◆ What you need to do
Find every line in the records that holds the string "both". Copy each one.

══ Dataset extract

PR #144, opened 2019-10-23
Add an optional border to the unread counter

Abestanis:
This lets the user add a border around the unread mail number in the system tray. This improves readability, because it increases the contrast of the text to the background image. The user can configure the color and width of the border, as well as disable the border entirely.

Without border:  image

With border (white, 30% width): image

We also change the default notification color from radioactive green to blue. I don't think anybody kept the green.
Additionally, I added `Off` and `Fastest` labels to the blink speed slider, because it isn't clear at first sight, what the slider does.

The border is **enabled by default**, is that ok with you?

<details>
  <summary>The new settings</summary>

image
</details>

### DIFF
--- a/src/settings.cpp
+++ b/src/settings.cpp
@@ -155,8 +155,9 @@ void Settings::load()
             "common/defaultcolor", mNotificationDefaultColor.name() ).toString() );
     mNotificationBorderColor = QColor(mSettings->value(
             BORDER_COLOR_KEY, mNotificationBorderColor.name()).toString());
-    mNotificationBorderWidth = mSettings->value(
-            BORDER_WIDTH_KEY, mNotificationBorderWidth).toUInt();
+    mNotificationBorderWidth = mSettings->value( // Disable border on existing installations
+            BORDER_WIDTH_KEY, mSettings->value("common/defaultcolor").isNull() ?
+                              0 : mNotificationBorderWidth).toUInt();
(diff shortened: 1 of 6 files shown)


gyunaev:
Please make it disabled by default to keep it backward-compatible.

Abestanis:
Do you think the border should not be enabled by default in general, or just to keep it backwards compatible. My personal opinion is that it should be enabled by default for new installations. I could add a simple check, that disables the border on existing installations.

src/settings.cpp
```diff
@@ -147,6 +153,10 @@ void Settings::load()
 
     mNotificationDefaultColor = QColor( mSettings->value(
             "common/defaultcolor", mNotificationDefaultColor.name() ).toString() );
+    mNotificationBorderColor = QColor(mSettings->value(
+            BORDER_COLOR_KEY, mNotificationBorderColor.name()).toString());
+    mNotificationBorderWidth = mSettings->value(
+            BORDER_WIDTH_KEY, mNotificationBorderWidth).toUInt();
```
Abestanis: A check like this:
```suggestion
            BORDER_WIDTH_KEY, mSettings->value("common/defaultcolor").isNull() ? 0 : mNotificationBorderWidth).toUInt();
```

gyunaev: Not on existing installations; for new its fine.

PR #155, opened 2019-11-04
Add translations to Birdtray

Abestanis:
*This has become a monster of a pull request and I do apologise for that.*

This adds the ability to translate the UI of Birdtray in different languages. Translations are stored in `src/translations`. They are split up into two files:

* `main_*.ts`: These are translations of strings that are found in the source code by the `lupdate` tool.
* `dynamic_*.ts`: These are translations of strings, that are not in the source code, but are encountered dynamically (mainly the names of the email folders for now).

To handle locale changes during runtime, the `BirdtrayApp` class was added. This also has the nice side effect removing all our global singletons. I haven't been able to test locale changes though, because on both Windows and Ubuntu you are required to log out in order to apply language changes.

This pull request also adds a german translation, as well as a README entry to show people how to add new and edit existing translations.

For Ubuntu, this adds a new requirement for building Birdtray: `qttools5-dev` for the `lrelease` tool.
This might also be a now requirement for the other Linux distros, but I don't have any computers or vms with those set up, so I can't test that.

The qmake build process makes use of the [undocumented](https://evileg.com/en/post/476/) `file_copies` feature to copy the generated `*.qm` files from the `src\translations` directory to the binary directory. [Support for this was only added in Qt 5.6](https://codereview.qt-project.org/c/qt/qtbase/+/156784), so **this raises the minimal required Qt version from 5.5 to 5.6**. If you find a better way to copy the files, let me know.
Building with cmake does still work for Qt 5.5 though, so if you want I can re-add the Travis check for that version.

The translation files are automatically packaged into the Windows installer and installed to the correct location. I did not add them to the installation when installing via qmake, maybe @ThanosApostolou can add that?


src/birdtrayapp.cpp
```diff
@@ -0,0 +1,148 @@
...
+    installNativeEventFilter(&filter);
+#endif /* Q_OS_WIN */
+    
+    QCommandLineParser parser;
+    parseCmdArguments(parser);
+    
+    QString morkPath = parser.value("dump-mork");
+    if (!morkPath.isEmpty()) {
+        MorkParser::dumpMorkFile(morkPath);
+        exit(1); // TODO: Why 1? Replace with return code of dumpMorkFile
```
Abestanis: This was copied from `main.cpp`. Is there a reason why we return 1 (`EXIT_FAILURE`) and not the 0 returned by `MorkParser::dumpMorkFile`?

src/birdtrayapp.cpp
```diff
@@ -0,0 +1,148 @@
...
+        return;
+    }
+    QString imapString = parser.value("decode");
+    if (!imapString.isEmpty()) {
+        printf("Decoded: %s\n", qPrintable(Utils::decodeIMAPutf7(imapString)));
+        exit(1); // TODO: Why 1? Replace with EXIT_SUCCESS
```
Abestanis: Same question here. Why return `EXIT_FAILURE`?

src/birdtrayapp.cpp
```diff
@@ -0,0 +1,148 @@
...
+                                  const QString &translationName, const QString &path) {
+    if (translator.load(locale, translationName, "_", path)) {
+        return true;
+    }
+    // On Ubuntu, when switching to another language, the LANGUAGE environment variable
+    // does not include the base language, only the language with country,
+    // e.g. LANGUAGE=de_DE:en_US:en
+    // instead of LANGUAGE=de_DE:de:en_US:en
+    // As a result, the translator does not find the <translationName>_de.qm files.
+    // That's why we try to load the translation without the country appendix.
```
Abestanis: This was necessary on my Vm with Ubuntu 18.04 LTS. Can you verify that this also works on your Linux distro?

Abestanis:
If you feel like this pull request is too large, I could split off the `BirdtrayApp` changes into a different pull request.

src/birdtrayapp.cpp
gyunaev: Fine with me.

gyunaev:
It is large, but I see no reasonable way to split it, so let's be it.

src/birdtrayapp.cpp
Abestanis: Sorry, I'm not sure if you meant that you are ok with the current way, or if you are ok with changing these. If it is the first, we should remove the TODOs, if it is the second, do you want me to create the changes or are you on it?

PR #164, opened 2019-11-14
Improve appdata, qmake install translations system wide

ThanosApostolou:
Hello, I've successfully add birdtray to flathub:
https://github.com/flathub/org.gyunaev.Birdtray
https://flathub.org/apps/details/org.gyunaev.Birdtray

I improved appdata and added a screenshot which will belong to your repository and it will be able to be found by all linux stores/repositories (not just flathub), so I will remove those from flathub if this PR is accepted. I am using a patch to make it work with flathub thundebird, but I will try to see if I can make changes so that the users can easily select the thunderbird execution command by the settings, as it's intended.

I've added the qmake "translations" installation target, for system wide installation, but I wanted to also keep the "translations" directory which is next to the binary because I thought that you might prefer that way (when you run it in your system or whatever). So, I added these ugly `#ifdef` lines in the code cause I couldn't think any better way to do this. The greek translation is empty but I will finish it when I'll have time in the next weeks.

P.S. If you feel that you want to maintain the flathub repository yourself then tell me and we could ask the flathub developers to transfer permissions, otherwise I am happy to maintain this for as long as my free time allows me.


Abestanis:
I have just ported your work on installing Birdtray on Unix systems to cmake in #165. Could you please verify that it still installs all the files in all the right places. Keep in mind that the standard installation prefix is `/usr/local` but can be changed via `-DCMAKE_INSTALL_PREFIX=/usr` (as described in the [updated README](https://github.com/gyunaev/birdtray/pull/165/files#diff-04c6e90faac2675aa89e2176d2eec7d8R62)).

I also think I found a slightly more robust solution for loading the installed translations on linux ([see here](https://github.com/gyunaev/birdtray/pull/165/files#diff-0ddc79b45aa3b9696bbdfd193785e5f2R94)).

About the patch: How about replacing the [macros in settings.cpp](https://github.com/gyunaev/birdtray/blob/master/src/settings.cpp#L12) with a function in [Utils](https://github.com/gyunaev/birdtray/blob/master/src/utils.cpp) like [`getThunderbirdProfilesPaths`](https://github.com/gyunaev/birdtray/blob/master/src/utils.cpp#L210). Then, for Linux you could check if the default Thunderbird location exists and use the flathub Thunderbird location as a fallback.

ThanosApostolou:
@Abestanis Oooo I totally missed that, this will actually make things better. I find cmake much easier to work with. So, I'm closing this in order to test it with both native archlinux packaging and flatpaks and I will ping you too if I need to do cmake changes in another PR.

════

◆ Output for this task
To handle locale changes during runtime, the `BirdtrayApp` class was added. This also has the nice side effect removing all our global singletons. I haven't been able to test locale changes though, because on both Windows and Ubuntu you are required to log out in order to apply language changes.
@Abestanis Oooo I totally missed that, this will actually make things better. I find cmake much easier to work with. So, I'm closing this in order to test it with both native archlinux packaging and flatpaks and I will ping you too if I need to do cmake changes in another PR.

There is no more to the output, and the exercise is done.